**EXERCISE PROMPT**
When you have gone through the records below, state only how many lines include the word "MsgOption".

**RECORDS SHOWN**
Issue #844, opened 2020-11-09
OAuth Slack Token Logged In Clear


christophercutajar:
**Describe the bug**

While using Argo Event which leverage `slack-go/slack` for Slack triggers, it was noticed that the OAuth Slack token is logged in the clear. Specifically, https://github.com/slack-go/slack/blob/686c209f9525a78313cfe54cbc07cd86bd677384/chat.go#L217 is logging the whole API request resulting in also logging a clear version of the OAuth slack token in the log files. The following is an example:

```
sensor-qrlrb-58d497d595-q9dmh main 2020-11-09T10:11:50.147597554Z slack-go/slack2020/11/09 10:11:50 chat.go:217: Sending request: channel=random&text=webhook+triggered%21&token=xoxb-xxxx-xxx-xxx
```

**Expected behavior**

OAuth Slack token not never be logged in the clear in the log files.

_**Argo Events related issue:**_ https://github.com/argoproj/argo-events/issues/944

kanata2:
Thanks for reporting.
As you said in argoproj/argo-events#944, `api.Debugf` writes only if debug mode is enabled.
So I think it's not a bug 🤔
What do you think?

christophercutajar:
For the Argo part, I agree with you, the `api.Debugf` should be false. 

In general, my personal opinion is that I don't think such token should be logged in the log files even in `debug` mode.

kanata2:
Okay, it seems good to me. Please send a PR?

christophercutajar:
@kanata2 will be able to submit a PR in the coming 2 days.

kanata2:
Thanks!

kanata2:
@christophercutajar I'll close it once, but feel free to re-open it or send us a pull request if you want!

briemarie:
@kanata2 We're seeing the same behavior of the token being printed out into our logs. We've updated to the latest version as of today v0.11.2 but still getting the printout. We have these debug logs being stored in dashboards so this is a major problem. Has it been fixed? It is never ideal to have tokens printed in any logs, debug or dev or whatever.

christophercutajar:
@kanata2 my apologies I wasn't able to create a PR for this. Can you re-open the ticket please as not I'm able to work on this.

@briemarie this wasn't solved from my end :(

briemarie:
[...]

PR #1102, opened 2022-08-24
Issue 844: Redact api token in chat message

briemarie:
Debug logs are printing api tokens as part of the request message.
Instead of printing the token, the token is transformed into a redacted
string if it is not empty. If the token is empty, which is a useful
piece of information that should be surfaced in the request, the empty
string is transformed into a nil string to make it more obvious.

##### Pull Request Guidelines

##### PR preparation
[PASSED] Run `make pr-prep` from the root of the repository to run formatting, linting and tests.

##### Should this be an issue instead - YES IT IS #844 
- [X] exposes a previously private type, const, method, etc.

##### API changes

### DIFF
--- a/chat.go
+++ b/chat.go
@@ -243,6 +243,17 @@ func UnsafeApplyMsgOptions(token, channel, apiurl string, options ...MsgOption) 
 }
 
 func applyMsgOptions(token, channel, apiurl string, options ...MsgOption) (sendConfig, error) {
+	// It maybe be useful to know if the token supplied was empty or a token,
+	// however we do not want tokens printed out in messages. If the token is
+	// empty, change the token to a nil string to make it obvious in the message.
+	// If the token is not empty, change the token to a redacted string.
+	switch token {
+	case "":
+		token = "nil"
+	default:
+		token = "<REDACTED>"
+	}
+
 	config := sendConfig{
 		apiurl:   apiurl,
 		endpoint: apiurl + string(chatPostMessage),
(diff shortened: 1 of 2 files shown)


christophercutajar (approved):
LGTM

briemarie:
@christophercutajar I see you approved this. Will it be getting merged or was there another release that fixed the issue of the token being exposed in logs?

christophercutajar:
@kanata2 when you have time can you please review it yourself and merge it!

chat.go
```diff
@@ -243,6 +243,17 @@ func UnsafeApplyMsgOptions(token, channel, apiurl string, options ...MsgOption)
...
+	// It maybe be useful to know if the token supplied was empty or a token,
+	// however we do not want tokens printed out in messages. If the token is
+	// empty, change the token to a nil string to make it obvious in the message.
+	// If the token is not empty, change the token to a redacted string.
+	switch token {
+	case "":
+		token = "nil"
+	default:
+		token = "<REDACTED>"
+	}
```
kanata2, line 255: If the token is rewritten, will it not be able to authenticate correctly?

kanata2: This changes affect other than debug logs.

briemarie:
[kanata2](https://github.com/kanata2) I realize that my proposed solution wasn't the proper one, but has this been solved internally by your team in another PR?

kanata2:
No, we have not worked on it yet.
If you think the labeling by GitHub Actions is inappropriate, please re-open it and reply to my comment.

briemarie:
@kanata2 Its ok that this PR is closed since it wasn't the right solution. Looks like the original issue https://github.com/slack-go/slack/issues/844 is still open so hopefully that gets addressed.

**ANSWER TO THE EXERCISE**
3